■ Exercise instructions: If a line holds the word "should", copy it from the entries.

■ Data for the task:
PR #626, opened 2020-12-22
Allow slices with negative step in C

saniQQ:
- Use ternary operator to handle slices with negative `step` when `allow_negative_index` decorator is used;
- Fix duplicated operator in case of literal values;
- Add tests.

### DIFF
--- a/pyccel/codegen/printing/ccode.py
+++ b/pyccel/codegen/printing/ccode.py
@@ -674,7 +674,7 @@ class CCodePrinter(CodePrinter):
                         inds[i] = self._new_slice_with_processed_arguments(ind, PyccelArraySize(base, i),
                             allow_negative_indexes)
                 inds = [self._print(i) for i in inds]
-                return "array_slicing(%s, %s)" % (base_name, ", ".join(inds))
+                return "array_slicing(&%s, %s)" % (base_name, ", ".join(inds))
             inds = [self._print(i) for i in inds]
         else:
             raise NotImplementedError(expr)
--- a/pyccel/codegen/printing/ccode.py
+++ b/pyccel/codegen/printing/ccode.py
@@ -725,8 +725,9 @@ class CCodePrinter(CodePrinter):
 
         # variable step in slice
         elif allow_negative_index and step and not isinstance(step, LiteralInteger):
+            og_start = start
             start = IfTernaryOperator(PyccelGt(step, LiteralInteger(0)), start, PyccelMinus(stop, LiteralInteger(1)))
-            stop = IfTernaryOperator(PyccelGt(step, LiteralInteger(0)), stop, start)
+            stop = IfTernaryOperator(PyccelGt(step, LiteralInteger(0)), stop, og_start)
 
         return Slice(start, stop, step)
 
--- a/pyccel/codegen/printing/ccode.py
+++ b/pyccel/codegen/printing/ccode.py
@@ -674,7 +674,7 @@ class CCodePrinter(CodePrinter):
                         inds[i] = self._new_slice_with_processed_arguments(ind, PyccelArraySize(base, i),
                             allow_negative_indexes)
                 inds = [self._print(i) for i in inds]
-                return "array_slicing(&%s, %s)" % (base_name, ", ".join(inds))
+                return "array_slicing(%s, %s)" % (base_name, ", ".join(inds))
             inds = [self._print(i) for i in inds]
         else:
             raise NotImplementedError(expr)
--- a/pyccel/codegen/printing/ccode.py
+++ b/pyccel/codegen/printing/ccode.py
@@ -702,13 +702,13 @@ class CCodePrinter(CodePrinter):
         # negative start and end in slice
         if isinstance(start, PyccelUnarySub) and isinstance(start.args[0], LiteralInteger):
             start = PyccelMinus(array_size, start.args[0])
-        elif allow_negative_index and not isinstance(start, LiteralInteger) and not isinstance(start, PyccelArraySize):
+        elif allow_negative_index and not isinstance(start, (LiteralInteger, PyccelArraySize)):
             start = IfTernaryOperator(PyccelLt(start, LiteralInteger(0)),
                             PyccelMinus(array_size, start), start)
 
         if isinstance(stop, PyccelUnarySub) and isinstance(stop.args[0], LiteralInteger):
             stop = PyccelMinus(array_size, stop.args[0])
-        elif allow_negative_index and not isinstance(stop, LiteralInteger) and not isinstance(stop, PyccelArraySize):
+        elif allow_negative_index and not isinstance(stop, (LiteralInteger, PyccelArraySize)):
             stop = IfTernaryOperator(PyccelLt(stop, LiteralInteger(0)),
                             PyccelMinus(array_size, stop), stop)
 
--- a/pyccel/codegen/printing/ccode.py
+++ b/pyccel/codegen/printing/ccode.py
@@ -702,13 +702,13 @@ class CCodePrinter(CodePrinter):
         # negative start and end in slice
         if isinstance(start, PyccelUnarySub) and isinstance(start.args[0], LiteralInteger):
             start = PyccelMinus(array_size, start.args[0])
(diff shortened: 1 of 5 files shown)


pyccel/codegen/printing/ccode.py
```diff
@@ -702,13 +702,13 @@ def _new_slice_with_processed_arguments(_slice, array_size, allow_negative_index
         # negative start and end in slice
         if isinstance(start, PyccelUnarySub) and isinstance(start.args[0], LiteralInteger):
             start = PyccelMinus(array_size, start.args[0])
-        elif allow_negative_index and not isinstance(start, LiteralInteger):
+        elif allow_negative_index and not isinstance(start, LiteralInteger) and not isinstance(start, PyccelArraySize):
```
MenoIy, line 705: this can be :
```
isinstance(start, (LiteralInteger, PyArraySize))
```

pyccel/codegen/printing/ccode.py
```diff
@@ -702,13 +702,13 @@ def _new_slice_with_processed_arguments(_slice, array_size, allow_negative_index
...
             start = IfTernaryOperator(PyccelLt(start, LiteralInteger(0)),
                             PyccelMinus(array_size, start), start)
 
         if isinstance(stop, PyccelUnarySub) and isinstance(stop.args[0], LiteralInteger):
             stop = PyccelMinus(array_size, stop.args[0])
-        elif allow_negative_index and not isinstance(stop, LiteralInteger):
+        elif allow_negative_index and not isinstance(stop, LiteralInteger) and not isinstance(stop, PyccelArraySize):
```
MenoIy, line 711: here too

MenoIy (changes requested):

pyccel/codegen/printing/ccode.py
saniQQ: will fix

MenoIy (approved):

pyccel/codegen/printing/ccode.py
```diff
@@ -702,13 +702,13 @@ def _new_slice_with_processed_arguments(_slice, array_size, allow_negative_index
         # negative start and end in slice
         if isinstance(start, PyccelUnarySub) and isinstance(start.args[0], LiteralInteger):
             start = PyccelMinus(array_size, start.args[0])
-        elif allow_negative_index and not isinstance(start, LiteralInteger):
+        elif allow_negative_index and not isinstance(start, (LiteralInteger, PyccelArraySize)):
```
EmilyBourne, line 705: Why is this needed? What happens if I do:
```
@types('int[:]')
def f(a):
    import numpy as np
    s = np.shape(a)[0]
    b = np.zeros(s+1)
    print(b[s])
```
?

pyccel/codegen/printing/ccode.py
```diff
@@ -720,12 +720,12 @@ def _new_slice_with_processed_arguments(_slice, array_size, allow_negative_index
...
         elif isinstance(step, PyccelUnarySub) and isinstance(step.args[0], LiteralInteger):
-            start = array_size if _slice.start is None else start
+            start = PyccelMinus(array_size, LiteralInteger(1)) if _slice.start is None else start
             stop = LiteralInteger(0) if _slice.stop is None else stop
 
         # variable step in slice
         elif allow_negative_index and step and not isinstance(step, LiteralInteger):
-            start = IfTernaryOperator(PyccelGt(step, LiteralInteger(0)), start, stop)
+            start = IfTernaryOperator(PyccelGt(step, LiteralInteger(0)), start, PyccelMinus(stop, LiteralInteger(1)))
             stop = IfTernaryOperator(PyccelGt(step, LiteralInteger(0)), stop, start)
```
EmilyBourne, line 729: Has this been tested? I just want to check that there isn't a problem due to the fact that `stop` is constructed using the modified `start`

pyccel/stdlib/ndarrays/ndarrays.h
```diff
@@ -74,7 +74,7 @@ typedef struct  s_ndarray
     int32_t                 length;
     /* size of the array */
     int32_t                 buffer_size;
-    /*  */
+    /* True if the array do not own the data */
```
EmilyBourne, line 77: Grammar
`do`-> `does`

pyccel/codegen/printing/ccode.py
saniQQ: that condition will occur only in handling a slice object and because we know that an array size will always be positive we don't need to have to add a ternary operator

pyccel/codegen/printing/ccode.py
saniQQ: yes it is tested this code :
```python
@allow_negative_index('a')
def ok():
    a = np.array([1, 2, 3, 4, 5])
    j = -1
    b = a[::j]
    for j in range(5):
        print(b[j])
```

is translated to :
```C
void ok(void)
{
    t_ndarray a;
    int64_t j;
    t_ndarray b;

    a = array_create(1, (int32_t[]){5}, nd_int64);
    int64_t array_dummy_0001[] = {1, 2, 3, 4, 5};

    j = -1;
    b = array_slicing(a, new_slice((j > 0) ? 0 : a.shape[0] - 1, (j > 0) ? a.shape[0] : (j > 0) ? 0 : a.shape[0] - 1, j));
    for (j = 0; j < 5; j += 1)
    {
        printf("%ld\n", b.nd_int64[get_index(b, j)]);
    }
    free_array(a);
    free_pointer(b);
}
```
and there is a test for this case in the tests that i added

EmilyBourne: Is there really no way for this to be simpler?!
```
new_slice((j > 0) ? 0 : a.shape[0] - 1, (j > 0) ? a.shape[0] : (j > 0) ? 0 : a.shape[0] - 1, j)
```

saniQQ: i can't think of a more simpler way because the `stop` depends on the `start` and both depend on `j` which is **dynamic**.

yguclu: ### Potential bug?

I am a bit confused by the second argument, where you check two times for the same condition `y > 0`:
```c
(j > 0) ? a.shape[0] : (j > 0) ? 0 : a.shape[0] - 1
```
- If `j > 0` you enter the first case, that is `a.shape[0]`;
- If `j <= 0` you enter the second case, where you check again if `j > 0`... but this is false and hence you always enter the case `a.shape[0] - 1`... But I think we should print `0` instead!

In summary I think you should print
```c
(j > 0) ? a.shape[0] - 1 : 0
```
and the final expression should be
```c
new_slice((j > 0) ? 0 : a.shape[0] - 1, (j > 0) ? a.shape[0] - 1: 0, j)
```
Am I missing something here? Please let me know.

### Cleaner print

It seems to me that this expression is a bit clearer:
```c
(j > 0) ? new_slice(0, a.shape[0] - 1, j) : new_slice(a.shape[0] - 1, 0, j)
```
where a TernaryOperator node has two Slice nodes as arguments. What do you think?

saniQQ: yeah there was a bug i didn't notice it, i fixed it.
to make the `TernaryOperator` accept a `Slice`  as argument the `Slice` object needs to have a (`rank`, `shape`, `precision`, `dtype`)
if we want to add them to the `Slice` object , i could make the (`rank`, `shape`, `precision`) default to `None`, but i don't know what to make the `dtype`

EmilyBourne: I think it would make sense for `Slice` to be a `PyccelAstNode`. I would imagine that you would then have:
Dtype=int
Rank=0
Shape=()
Precision=default_precision ['int']
Order=None

But it might also make sense to have
Rank=1
Shape=(3,)

saniQQ: i think having the rank and shape 0 or `none` is more close to python and won't make a confusion to future devs

EmilyBourne (approved):

yguclu (approved):

pyccel/codegen/printing/ccode.py
yguclu: So I suppose this can be improved in a separate PR?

■ Answer to this task:
- If `j <= 0` you enter the second case, where you check again if `j > 0`... but this is false and hence you always enter the case `a.shape[0] - 1`... But I think we should print `0` instead!
In summary I think you should print
and the final expression should be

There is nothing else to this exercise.